13. The method according to claim 12, further comprising the step of performing an RRU interpolation step to interpolate a coded prediction residual using data from at least one other neighboring image block to form a coded interpolated prediction residual for the image block.

14. The method according to claim 13, wherein said RRU interpolation step uses reconstructed pixels of the top left of the image block for the interpolating.

15. The method according to claim 13, wherein said RRU interpolation step performs the interpolating without use of reconstructed pixels to the right and bottom of the image block.

16. The method according to claim 12, further comprising the step of reducing blocking distortion in a reconstructed version of the image block using a deblocking filter,

wherein the deblocking filter is used at a strength that is less than a maximum deblocking strength.

17. A method for encoding video signal data for an image block, comprising the step of performing an reduced resolution update (RRU) interpolation, to interpolate a coded prediction residual using data from at least one neighboring image block to form a coded interpolated prediction residual for the image block.

18. The method according to claim 17, further comprising the step of reducing blocking distortion in a reconstructed version of the image block using a deblocking filter,

wherein the deblocking filter is used at a strength that is less than a maximum deblocking strength.

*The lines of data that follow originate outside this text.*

PR #633, opened 2023-06-20
Bumped sslcontext kickstart and switched to TrustManagerParameters for predicate

Hakky54:
The withInflatableTrustMaterial has a better/alternative parameter now. Before it was needed to pass the chain and auth type, however this is marked now as deprecated and will be removed in the future.

The [TrustManagerParameters](https://github.com/Hakky54/sslcontext-kickstart/blob/master/sslcontext-kickstart/src/main/java/nl/altindag/ssl/model/TrustManagerParameters.java) contains for now the chain, authtype, socket and sslengine and additional validations can be done with those variables if reeded. The TrustManagerParameters can also grow over time and have more variable in the future. With the existing setup it was not possible to add these options.

### DIFF
--- a/core/src/main/java/org/sonarsource/sonarlint/core/http/AskClientCertificatePredicate.java
+++ b/core/src/main/java/org/sonarsource/sonarlint/core/http/AskClientCertificatePredicate.java
@@ -19,17 +19,17 @@
  */
 package org.sonarsource.sonarlint.core.http;
 
-import java.security.cert.X509Certificate;
 import java.util.Arrays;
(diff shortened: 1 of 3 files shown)


Hakky54:
Hi @henryju I created this small PR, however the build is failing. Any idea what the issue is? I am not able to see the details

henryju:
Our pipeline is not able to run on external PRs (to not leak credentials) so this is expected. I will create an internal PR to validate your changes.

henryju:
I merged your change in #635. Thanks!

PR #636, opened 2023-06-22
New additions to simplify HTTPClient migration

henryju:


henryju:
@kirill-knize-sonarsource @vojtech-suchy-sonarsource when migrating SLE to use the HTTPClient from the backend, I noticed there were a missing feature: fetching organization(s) for an unsaved connection. This is maybe not needed in VSCode, but I let you check.
@nquinquenel I think this is something that has been missed in SLI.

core/src/main/java/org/sonarsource/sonarlint/core/embedded/server/ShowHotspotRequestHandler.java
```diff
@@ -46,24 +47,27 @@
...
 import org.sonarsource.sonarlint.core.commons.TextRange;
+import org.sonarsource.sonarlint.core.repository.connection.ConnectionConfigurationRepository;
 import org.sonarsource.sonarlint.core.serverapi.hotspot.ServerHotspotDetails;
 import org.sonarsource.sonarlint.core.telemetry.TelemetryServiceImpl;
 
 import static org.apache.commons.lang3.StringUtils.isNotBlank;
 
-class ShowHotspotRequestHandler implements HttpRequestHandler {
+@Named
+@Singleton
```
nquinquenel, line 57: If we are using Spring, why not use `@Component` instead of `@Named` and `@Singleton` from Java CDI?

nquinquenel (approved):
LGTM, few questions

core/src/main/java/org/sonarsource/sonarlint/core/embedded/server/ShowHotspotRequestHandler.java
henryju: My idea is to limit Spring coupling as much as possible, in the (very unlikely, but who knows) case we would like to move to another CDI framework.

PR #642, opened 2023-07-03
SLCORE-506 Allow to configure HTTPClient timeouts

henryju:


http/src/main/java/org/sonarsource/sonarlint/core/http/HttpClientProvider.java
```diff
@@ -61,25 +67,47 @@ public HttpClientProvider(String userAgent, @Nullable Path sonarlintUserHome,
...
       .build();
 
     sharedClient.start();
   }
 
+  private static Optional<Timeout> getTimeoutFromSystemProp(String key) {
+    return Optional.ofNullable(System.getProperty(key))
+      .map(s -> {
+        try {
+          return Duration.ofMinutes(Integer.parseInt(s));
```
nquinquenel, line 103: Does not look very clear to me what's expected. Is this supposed to be documented or simply explained on case-by-case troubleshooting?

So you can provide either a number for minutes or a string of pattern `PnDTnHnMn.nS` for the duration parsing?

nquinquenel (approved):
LGTM, just one question!

http/src/main/java/org/sonarsource/sonarlint/core/http/HttpClientProvider.java
henryju: Yeah, for most users it will be minutes, but for tests, I needed to allow smaller durations. I considered to only accept `PnDTnHnMn.nS` but I think this is not very user friendly. WDYT?

nquinquenel: I'm not strongly opinionated on this one, personally, I'd have gone for seconds only. In case it might be beneficial to have smaller granularity (milliseconds), then why not keep it as it is now.

PR #645, opened 2023-07-04
QA should not wait for unit tests to start

henryju:
The QA should not wait for other test jobs to complete.


jblievremont (approved):
LGTM 👍🏻 good catch!

PR #647, opened 2023-07-06
Rework initialize params

henryju:


client-api/src/main/java/org/sonarsource/sonarlint/core/clientapi/backend/initialize/FeatureFlagsDto.java
```diff
@@ -0,0 +1,69 @@
...
+
+/**
+ * Optional features toggles of the backend. To ease transition or to accommodate different client needs.
+ */
+public class FeatureFlagsDto {
+
+  private final boolean shouldManageSmartNotifications;
+  @Deprecated
+  // not controllable anymore, it is the backend's responsibility to decide
+  private final boolean taintVulnerabilitiesEnabled;
```
damien-urruty-sonarsource, line 30: Instead of moving this, I think we could remove it

client-api/src/main/java/org/sonarsource/sonarlint/core/clientapi/backend/initialize/FeatureFlagsDto.java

19. A method for decoding video signal data for an image block, comprising the step of filtering a prediction residual of the image block without filtering a prediction that is added to the prediction residual to reconstruct the image block.

20. The method according to claim 19, further comprising the step of reducing blocking distortion in a reconstructed version of the image block using a deblocking filter, wherein the deblocking filter is used at a strength that is less than a maximum deblocking strength.

21. An video signal structure for an encoded image block comprising a low resolution prediction residual of the image block downsampled from a full resolution prediction residual using data from at least one neighboring image block.